PR #9906, opened 2020-07-13
Add missing extension to image

saraycp:


saraycp:
Duplicated from #9905

DavidKang:
Then, let's close it. Thanks @saraycp

PR #9913, opened 2020-07-14
[dist] fix test case 0110-check_signd.ta for obs < 2.11

M0ses:
Re-written 0110-check_signd.ta in perl.

This patch checks if the function "create_sign_cert" exists in
/usr/lib/obs/server/setup-appliance.sh which was introduced in 2.11.
We do not compare version of obs-server package to be more flexible
if this feature gets backported.

Without this patch our test cases for 2.10 are failing.


M0ses:
Tested successful in 2.10 and unstable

- [ASSIGNED TASK]:
All the lines above are to be copied exactly, with none left out.

- [EXERCISE OUTPUT]:
PR #9906, opened 2020-07-13
Add missing extension to image

saraycp:


saraycp:
Duplicated from #9905

DavidKang:
Then, let's close it. Thanks @saraycp

PR #9913, opened 2020-07-14
[dist] fix test case 0110-check_signd.ta for obs < 2.11

M0ses:
Re-written 0110-check_signd.ta in perl.

This patch checks if the function "create_sign_cert" exists in
/usr/lib/obs/server/setup-appliance.sh which was introduced in 2.11.
We do not compare version of obs-server package to be more flexible
if this feature gets backported.

Without this patch our test cases for 2.10 are failing.


M0ses:
Tested successful in 2.10 and unstable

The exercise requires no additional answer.